Assurance emprunteur, Clause Séquestre, ARRÊT MUSEL

Fonctionnement

Lorsqu’une entreprise contracte un prêt auprès d’une banque, cette dernière impose en général la souscription simultanée d’une ADI (assurance décès invalidité) sur la tête du dirigeant. La banque est bénéficiaire de cette assurance décès invalidité.

En cas de décès ou d’invalidité, la compagnie d’assurance verse à la banque le capital restant dû. Ceci a pour effet de solder la dette de la société.

L’extinction de la dette constitue, sur le plan fiscal, un revenu exceptionnel. Ce revenu est taxé à l’IS (impôt sur les sociétés) et est amputé de 33,33 %. Par ailleurs, en cas de décès, l’actif successoral du chef d’entreprise est mécaniquement rehaussé d’autant. Donc, les droits de succession augmentent significativement en fonction du montant de l’emprunt.

MUSEL SCHEMA

 

Exemple

Imaginons une machine de production de 2 M €. En cas de décès du dirigeant de l’entreprise, l’actif successoral est accru de 2 M €. Dans le cas d’un enfant unique, cela peut porter les droits à 900 000 € supplémentaires (tranche marginale de 45 %).

Conseil

Dès lors, vous demandez à la banque prêteuse de mettre en place une clause séquestre (selon l’arrêt Musel) au profit d’un tiers séquestre lors de la souscription du prêt. Dans ce cas, la société contracte un prêt auprès de la banque. L’assurance emprunteur est souscrite sur votre tête, en tant que chef d’entreprise ou associé dirigeant. Mais, le bénéficiaire n’est pas la banque. Vous désignez comme bénéficiaire un Tiers séquestre : le notaire. En cas de sinistre et d’indemnisation de l’assureur, ce dernier a pour rôle de conserver les fonds jusqu’au remboursement total du prêt. Dans la mesure où l’entreprise poursuit son activité et fait face aux remboursements, le notaire conserve les fonds. C’est seulement en cas d’incident de remboursement que la banque pourra actionner la clause et se servira sur les fonds détenus par le Tiers Séquestre.

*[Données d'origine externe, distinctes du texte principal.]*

PR #21430, opened 2019-11-28
Add explicit conversion to InferNoNeedBufferVarsFN

sneaxiy:
To avoid `InferNoNeedBufferVarsFN` convert to bool implicitly.

For example, the following codes would work previously:
```
void fun(int a) {...}

InferNoNeedBufferVarsFN f;
fun(f); // f is converted to int implicitly.
```

After this PR, the implicit conversion is prohibited. The codes above would not be compiled right.


luotao1 (approved):
LGTM

PR #21444, opened 2019-11-29
[cherry-pick]Fix the crash issue when scale or bias was null-pointer. (#21284)

yihuaxu:
* Fix the crash issue when scale or bias was null-pointer.

* Add the error message for passing CI.

test=release/1.6


bingyanghuang:
cherry-pick #21284

luotao1 (approved):

PR #21451, opened 2019-11-29
Refine errmsg by comparing shape diff in wrong trt input shape errmsg

cryoco:
**Problem**: When users set wrong input shape in paddle-TRT, the error message does not contain the exact input shape difference.
**Solution**: Add exact shape difference in error message, so that users can be aware of which input shape is wrong.
Now the error message summary is like:
`Error: Input shapes are inconsistent with the model. Expect [3, 473, 473] in model description, but got [3, 472, 472] in runtime. TRT 5 or lower version does not support dynamic input shapes. Please check and modify your input shapes.`


NHZlX (dismissed):
LGTM

NHZlX (approved):
LGTM

PR #21454, opened 2019-11-29
Do not quantize for concat in AddQuantDequantPass, test=develop

juncaipeng:
Do not quantize for concat in AddQuantDequantPass, test=develop


wzzju (approved):
LGTM.

PR #21458, opened 2019-11-29
fix the correctness of memcpy profiling result

wangchaochaohu:
we use event to record the GPU time but in the memcpy it record it again. In the device trace, one GPU activity can only relate one event, so it it not correct.we can konw about more information from    
 record_event("GpuMemcpyAsync:CUDAPinned->GPU") like this


sneaxiy (approved):
LGTM.

PR #21426, opened 2019-11-28
Add template version of UpdatePadding

grygielski:
This PR is needed in order to reduce number of files changed in MKL-DNN 1.0 update.

PR #21465, opened 2019-11-29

Ainsi, grâce à la clause séquestre, en cas de sinistre, il n’y a pas d’augmentation de l’impôt sur les sociétés. En effet, il n’est pas constaté de revenu exceptionnel. Par ailleurs, il n’y a pas d’augmentation des droits de succession puisque la dette reste inscrite au passif de la société. Dès lors, la valeur nette transmise de l’entreprise se voit minorée de la valeur de la dette. En conséquence, les droits de succession diminuent.

Les banques préfèrent se faire nommer directement bénéficiaires des capitaux de l’assurance en cas de sinistre. Néanmoins, accompagné de vos conseils habituels (expert-comptable, notaire, avocat, conseillers juridiques spécialisés) vous prendrez soin de demander la mise en place d’une clause séquestre. Mieux vaut retenir une banque qui accepte la clause séquestre – même avec un taux légèrement supérieur – qu’une banque qui proposerait un meilleur taux mais qui refuserait la clause. La fiscalité peut se révéler lourde de conséquences pour vos héritiers.

Les conditions de mise en œuvre

Pour éviter, toute remise en cause par l’administration fiscale, il convient de respecter les principaux enseignements de l’arrêt Musel (Conseil d’État du 10 juillet 1992), à savoir :

La banque a subordonné l’autorisation du prêt à l’existence d’une garantie décès sur la tête du dirigeant, lui garantissant le remboursement en cas de décès de celui-ci. Le souscripteur du contrat d’assurance est le dirigeant, les cotisations sont prises en charge par la société, cette prise en charge des cotisations par la société a pour contrepartie l’obtention du crédit et la société subordonne la prise en charge des primes à la caution personnelle du dirigeant.

Exemple chiffré

Prenons l’exemple d’une entreprise qui a un actif de 5 M d’€ et qui a contracté auprès d’un organisme bancaire un emprunt de 5 M d’€ pour l’achat de divers matériel nécessaires au fonctionnement de l’activité.

MUSEL

En cas de décès du dirigeant, les deux enfants héritiers subissent une double peine.

D’abord au titre du remboursement du prêt, le résultat de l’entreprise est rehaussé du capital restant dû (ici 5 M €). Ce qui génère un IS supplémentaire de 1,666 Millions d’€.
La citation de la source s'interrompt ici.